General information
- Type: Transport aircraft
- National origin: Soviet Union
- Designer: Aram Rafaelyants
- Number built: 2

History
- First flight: 1938

= Rafaelyants RAF-11 =

1930s Soviet airliner

The Rafaelyants RAF-11 was a Soviet transport aircraft of the late 1930s, designed by Aram Rafaelyants and first flown in 1938.

== Design and development ==
The RAF-11 was built from 1937 to 1938 and first flown in 1938. It was a twin-engine cantilever monoplane with a semi-monocoque fuselage, powered by two 300 hp Kossov MG-31 engines. The aircraft was of wooden construction with ply covering at the back of the wings and fabric throughout. The wing was of two-spar construction.
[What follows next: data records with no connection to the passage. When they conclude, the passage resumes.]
PR #7822, opened 2025-04-17
add validation to CF spec for max size

stevietv:
#### Description
add validation to CF spec for max size. Avoid any overflow exceptions.


src/NzbDrone.Core/CustomFormats/Specifications/SizeSpecification.cs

The landing gear retracted into the engine nacelles using a hydraulic system and an additional pneumatic system for emergency extension. The aircraft had a capacity of six passengers. The RAF-11 was too heavy and its performance unimpressive.

In 1940, the RAF-11bis first flew, which was a refined version of the RAF-11. It had reduced weight and slightly reduced fuel capacity. The aircraft was fitted with more powerful 330 hp MG-31F engines. The RAF-11bis had outstanding performance and could be used in both airliner and trainer roles. Series production was to start in 1941 but never commenced due to World War II. Both examples flew during the war.